ライトニングネットワークとは簡潔にいうと仮想通貨の本体であるブロックチェーンとは別のネットワーク上の「サブブロック」で取引を行うネットワークのことです。
なぜ、別のネットワーク上で取引を行うのかといえば仮想通貨本体の1ブロック内の取引量の「負荷を軽くするため」そして取引により発生する「マイナーへ払う手数料を安くするため」です。
本来、仮想通貨本体で行うブロックチェーン内の取引を一旦、ライトニングネットワーク上のサブブロックに持ち込み、そのネットワーク上でさまざまな取引を行います。
そして取引の結果だけ、再び本体ブロックチェーン内に戻します。そうすることでブロックチェーン内の1ブロックの取引量が軽減され結果的に送金の速さや手数料の安さにつながります。
しかし、このライトニングネットワーク、現在さまざまな角度から実験が行われているようですが実用化までにもうしばらく時間がかかりそうです。
2018年中という声をよく聞きますが来年あたりに延びる可能性もあるかと思います。

④まとめ

さてビットコインの「スケーラビリティ問題」いかがでしたでしょうか?

仮想通貨の最大のメリットのひとつである送金の速さ、そして手数料の安さが脅かされるこの問題、単に技術的な問題ばかりではなく
それに携わるさまざまな人の利害関係が見え隠れし、なかなか興味深いものがありました。

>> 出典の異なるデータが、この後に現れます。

PR #119, opened 2019-02-07
Move appropriate parts of At, Cons, Each and Empty to optics-core

arybczak:
So that we can have all the core classes in optics-core as well as better `doctest` examples.

It increases compilation time by ~0.7 seconds for me, so it's pretty insignificant.


phadej:
IIRC, @kosmikus opinion (which I not disagree with), is that convenience type-classes don't belong to `optics-core`.

With https://github.com/sol/doctest/pull/217 you can run `doctest` cross package suite: i.e. symbol defined in `optics-core` can use the whole `Optics` for doctest, if it is desirable.

arybczak:
> IIRC, @kosmikus opinion (which I not disagree with), is that convenience type-classes don't belong to `optics-core`.

I think @kosmikus just wanted to keep the list of dependencies small, these don't add anything in this regard.

> 
> With [sol/doctest#217](https://github.com/sol/doctest/pull/217) you can run `doctest` cross package suite: i.e. symbol defined in `optics-core` can use the whole `Optics` for doctest, if it is desirable.

It's one thing to be able to run `doctest` cross-package and another having a user read documentation and think "why does this example use functions that are not defined here?"

Advantages to including these in optics-core:
- documentation examples use known functions, so you can just get optics-core and play with thngs
- it allows other packages to add instances for these without having to depend on optics-extra, which has more overhead

There are no disadvantages except a very slightly increased compilation time and a couple more orphan instances, but we already have them with `*WithIndex` classes, so it's a non-issue.

phadej:
My understanding, is that we'd recommend to use `optics` package (i.e. `cabal new-repl optics` if you want to play); `optics-core` is an option for those who care about dependency footprints.

Thus, adding type-classes to `optics-core` is a double-edged sword.
- It's nice they are there, so I can depend only on `optics-core` in say something like `insert-ordered-containers` to provide `At`.
- OTOH, that we'll lead to increasing scope leak of `optics-core`, as essentially everything without dependencies blogs there.
    - E.g. we can separate `optics-indexed` out of `optics-core`; especially as internals are exposed
    - but if the policy is "everything without dependencies goes into `optics-core`" then we don't need `optics-indexed` for anything.

arybczak:
As for the optics-indexed, I silently agreed with what Adam suggested in https://github.com/well-typed/optics/issues/81#issuecomment-456314082, i.e. separation of optics-indexed and optics-extra doesn't really buy us much, but adds maintenance overhead (and similar documentation issues as highlighted above, i.e. we use itraversed/ifolded/imapped in optic-core examples).

The primary reason for changes in this PR is to make it a possibility for libraries to depend on optics-core, not the other way around.

There is of course a lot of uncertainty whether this project will gain traction and talking about wide adoption (because only then most library authors will even consider depending on it) is ambitious, but if At/Cons/Each/Empty are not in optics-core and having them requires non-trivial dependencies, then providing instances for them most likely won't be considered at all.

利用する側の意見としては速く、安く、ミニマムに取引できるに越したことはないわけで仮想通貨自体の需要とこれらの要素を踏まえて
今後の仮想通貨の「価値」も決まってくるのかなという気がしました。

また、さまざまな課題が毎日のように次から次へと出てくる仮想通貨業界ですが、それに対応し改善を試みる業界もすばらしなという思いとともに
仮想通貨自体が日々進化している「生き物」なんだなと改めて感じる今回の調査でした。